Now we will do variance test.

## Variance Test

Our goal is to find whether the variance of word count in each category is homogenous or not. So first, lets find the word count in each category by grouping as below.

`wndf = ndf.groupby("Category").apply(lambda x: x.content_words.tolist()).rename("word_lists").reset_index()`

`wndf`

Category | word_lists | |
---|---|---|

0 | business | [579, 233, 431, 866, 215, 292, 537, 352, 387, ... |

1 | entertainment | [131, 901, 96, 105, 111, 295, 108, 45, 158, 98... |

2 | international | [188, 148, 45, 189, 187, 184, 74, 50, 146, 198... |

3 | national | [74, 50, 146, 198, 205, 32, 80, 170, 19, 209, ... |

4 | news | [706, 668, 214, 85, 550, 34, 195, 166, 108, 10... |

5 | prabhas-news | [295, 122, 167, 987, 340, 426, 181, 318, 1602,... |

6 | province | [61, 134, 46, 162, 205, 188, 148, 45, 187, 61,... |

7 | sports | [353, 520, 177, 184, 81, 570, 97, 182, 142, 23... |

8 | technology | [334, 143, 213, 78, 115, 203, 171, 122, 126, 8... |

9 | world | [81, 84, 40, 120, 158, 214, 508, 489, 332, 172... |

The data shown above shows the number of words in each category. The first number is 579 in the entertainment field, 131 in the international field, and 188 in the international field; it means that if the word *management* appears 579 times in business, the same word appears 131 times in entertainment, and similarly 188 times in the international field.
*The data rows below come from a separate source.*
Issue #434, opened 2015-06-03
Tab-complete usernames by message recency first


dbkaplun:

nickel715:
Does this feature already exists? check #309 there is described that you can tab complete usernames

nickel715:
sorry I mean #297

PR #544, opened 2015-11-20
Improved TAB completion on client

doppioandante:
Fixes(?) #297 
Requires fuse.js
I'm not a javascript programmer, please review with suspicion.
EDIT: I should probably make travis green first. Also, I need to add a line or two to the changelog before you merge.

### DIFF
--- a/defaults/config.js
+++ b/defaults/config.js
@@ -65,6 +65,17 @@ module.exports = {
 	prefetch: false,
 
 	//
+	// Prefetch URLs Image Preview size limit
+	//
+	// If prefetch is enabled, Shout will only display content under the maximum size.
+	// Default value is 512 (in kB)
+	//
+	// @type     int
+	// @default  512
+	//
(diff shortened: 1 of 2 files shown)


doppioandante:
I've tried to make the completion smarter by looking at a bunch of the last messages and extracting they nicks. Those will be suggested first. #434 
I had to modify jquery/tabcomplete.js, as I explain in the commit message.

I'll wait for suggestion before doing any further work.

doppioandante:
I've been using this feature since and it works.
I've been wondering whether the fuzzy search is overblown though, maybe just skipping the first weird characters of the nicknames is good enough as a heuristic.

jcrben:
This should be submitted to https://github.com/erming/tabcomplete and shout can pull in the update from there.

MaxLeiter:
as a note, tab completion is being over-hauled in thelounge/lounge#787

To test variance across our category we used *levene* test because we have more than three comparable groups. Here null and alternative hypothesis would be,

Ho: Varience across category is homogenious

H1: Varience across category is not homogenious

`from scipy.stats import levene`

`data = wndf.word_lists.tolist()`

`stat, p = levene(*data)`

`print(p)`

`2.047384476196827e-85`

**How to make decision is the variance is homogenous or not?**

For this, we should look at p vale. If p values are higher than 0.05, the null hypothesis is not disproved. The null hypothesis is supported by the data if p-value is less than 0.05.

In this case, the p value is less than 0.05, indicating that our null hypothesis is rejected, indicating that variation across categories is not uniformly distributed.

## Is there any presence of outliers?

This is the another test we need to do, and we check if there are outliers in each data category.

`g = ndf.groupby('Category')`

`fig, axes = plt.subplots(g.ngroups, sharex=True, figsize=(5, 20))`

`for i, (country, d) in enumerate(g):`

`ax = d.plot.box(x='content_words', ax=axes[i], title=country)`

`fig.tight_layout()`

## Kruskal Wallis

Now comes the final part, as we knew that our data can be used for Kruskal Wallis test. Now we pass the word counts data in Kruskal method of SciPy's stats.

`stats.kruskal(*wndf.word_lists.tolist())`

`KruskalResult(statistic=432.3802961754277, pvalue=1.6716612649337708e-87)`

Looking over the returned p-value above, we can conclude that the number of word counts in each category is not identical distributed.